EXPLAINER: What’s next after Russia reduced gas to Europe?

FILE - People build a model of the business tower Lakhta Centre, at the headquarters of Russian gas monopoly Gazprom, filling the frame with stones, in St. Petersburg, Russia, Thursday, June 9, 2022. It's not a summer heat wave that's making European leaders and businesses sweat. It's fear that Russia's manipulation of natural gas supplies will lead to an economic and political crisis next winter. Or, in the worst case, even sooner. (AP Photo/Dmitri Lovetsky, File)

It’s not a summer heat wave that’s making European leaders and businesses sweat. It’s fear that Russia’s manipulation of natural gas supplies will lead to an economic and political crisis next winter. Or, in the worst case, even sooner.

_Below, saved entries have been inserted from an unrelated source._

PR #4079, opened 2025-09-03
new(cmd/tetra,pkg/bugtool): allow to extend bugtool with custom commands and grpc calls.

FedeDP:
### Description

It can be useful for downstream consumers to extend content of `bugtool` generated tar archive with custom commands or grpc calls.

### Changelog

```release-note
new(cmd/tetra,pkg/bugtool): allow to extend bugtool with custom commands and grpc calls.
```


cmd/tetra/commands_linux.go
```diff
@@ -18,7 +18,7 @@ import (
 
 func addCommands(rootCmd *cobra.Command) {
 	addBaseCommands(rootCmd)
-	rootCmd.AddCommand(bugtool.New())
+	rootCmd.AddCommand(bugtool.New().Command())
```
FedeDP, line 21: Ideally, it would be used like this:
```
rootCmd.AddCommand(bugtool.New().
		WithCommandAction(ifConfig).
		WithGRPCAction(grpcAdditionalAction).
		Command())

...

func ifConfig(commander bugtoolpkg.Commander, tarWriter *tar.Writer) error {
	return commander.ExecCmd(tarWriter, "ifconfig.out", "ifconfig", "-a")
}

func grpcAdditionalAction(grpcer bugtoolpkg.GRPCer, tarWriter *tar.Writer) error {
	c, err := common.NewClient(context.Background(), "myaddr", 5*time.Second)
	if err != nil {
		return err
	}
	defer c.Close()
    
	res, err := c.Client.ListSensors(c.Ctx, &tetragon.ListSensorsRequest{})
	if err != nil || res == nil {
		return errors.New("failed to list sensors")
	}

	fname := "sensors.json"
	return grpcer.TarAddJson(tarWriter, fname, res)
}
```

pkg/bugtool/bugtool.go
```diff
@@ -126,6 +126,7 @@ type bugtoolInfo struct {
 	info      *InitInfo
 	prefixDir string
 	multiLog  MultiLog
+	tarWriter *tar.Writer
```
FedeDP, line 129: Stored `tarWriter` inside `bugtoolInfo` struct to avoid passing it everywhere; this way the new 2 interfaces `Commander` and `GRPCer` are leaner too.

cmd/tetra/commands_linux.go
mtardy: Hey! I noticed you like putting notes on your GH PRs, would that be possible to include some of those in the commit description so that it persists in history if that's useful notes on your patches?

I see some of that are intended toward reviewer while some other might be useful to find later on

pkg/bugtool/bugtool.go
```diff
@@ -195,8 +196,20 @@ func (s *bugtoolInfo) tarAddFile(tarWriter *tar.Writer, fnameSrc string, fnameDs
...
 
-// Bugtool gathers information and writes it as a tar archive in the given filename
-func Bugtool(outFname string, bpftool string, gops string) error {
+type Commander interface {
+	ExecCmd(dstFname string, cmdName string, cmdArgs ...string) error
+}
+
+type GRPCer interface {
+	TarAddJson(fname string, obj interface{}) error
+}
```
FedeDP, line 205: bugtoolInfo struct implements both interfaces thus can be passed (as pointer) as either interface when calling additional command/grpc Actions.

FedeDP: I don't really like `GRPCer` naming since all the interface allows to do is to append a json to the tar archive. At the same time, i wanted to strongly tie this one with the `GRPCAction` , at least naming-wise.

pkg/bugtool/bugtool.go
FedeDP: Most of the changes in this file are caused by this change, or by the `ExecCmd` and `TarAddJson` renaming.

cmd/tetra/commands_linux.go
FedeDP: I think that's a great idea! Yes i LOVE to make self-reviews, it is helpful for reviewers and for myself (to find bugs or better solutions :D)

Let me amend the commit with some more info.

kkourt: yap, wanted to say the same thing as Mahé. All of this is great context so it's great if it becomes part of the commit message.

kkourt:
@FedeDP just a note: if the PR is ready for review, you can notify the reviewers by clicking on the github button "Re-request review". (At least for me, this ensures that the review is back in my queue)

FedeDP:
Thanks @kkourt ! You are totally right :)

pkg/bugtool/bugtool.go
mtardy: > Stored tarWriter inside bugtoolInfo struct to avoid passing it everywhere;

I feel like it would have been nice to put that in a separate commit

Maybe more generally, if you need to write review comments on your PR that could mean that a separate patch could be useful with that commit description on why you do it.

FedeDP: You are right, my bad!
I can always rebase and extrapolate the commit if you wish, it's not a problem!

FedeDP:
> I was just genuinely wondering what's the benefit of creating this specialized extension mechanism while you could extend the cobra command?

I think it feels more straighforward having an API for that; like an API covered case and not just a forced workaround, IMHO.

FedeDP:
@mtardy split the PR in 2 commits, as advised! Thank you very much!

PR #4081, opened 2025-09-05
install/kubernetes/tetragon: Helm chart add serviceLabels

yieon-lyon:
charts: add serviceLabels for additive Service label management

Tetragon Helm chart currently exposes only serviceLabelsOverride which forces full replacement of the Service labels and makes day to day label management error prone.

This patch fixes this by adding:

A new values key serviceLabels as an empty map in values.yaml to allow appending labels without losing chart defaults. Example:

```
serviceLabels: {}
# serviceLabels:
#   team: sre
#   owner: platform
```

Service template logic that preserves compatibility. If serviceLabels is set it is merged with existing chart labels or serviceLabelsOverride to produce the final label set. additional serviceLabels can simplify label based integration such as Prometheus.

Signed-off-by: Lyon <yieon1230@gmail.com>

### DIFF
--- a/install/kubernetes/tetragon/templates/service.yaml
+++ b/install/kubernetes/tetragon/templates/service.yaml
@@ -23,5 +23,8 @@ spec:
     {{- else }}
     {{- include "tetragon.labels" . | nindent 4 }}
     {{- end }}
+    {{- with .Values.serviceLabels }}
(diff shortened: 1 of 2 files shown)


yieon-lyon:
Delete PR due to incorrect commit and recreate it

Here are key things to know about the energy pressure game over the war in Ukraine:

WHAT’S HAPPENED?

Russia last week reduced gas supplies to five European Union countries, including Germany, the 27-country bloc’s biggest economy that heavily depends on Moscow’s gas to generate electricity and power industry.

Russian state-owned energy giant Gazprom has cut supplies through the Nord Stream 1 pipeline running under the Baltic Sea from Russia to Germany — Europe’s major natural gas pipeline — by 60%. Italy is seeing its supply cut by half. Austria, the Czech Republic and Slovakia also have seen reductions.

This comes on top of gas shutoffs to Poland, Bulgaria, Denmark, Finland, France and the Netherlands in recent weeks. Those shutoffs were initially seen as less of a problem because Poland, for instance, was already phasing out Russian gas by year’s end, while others had alternative supplies.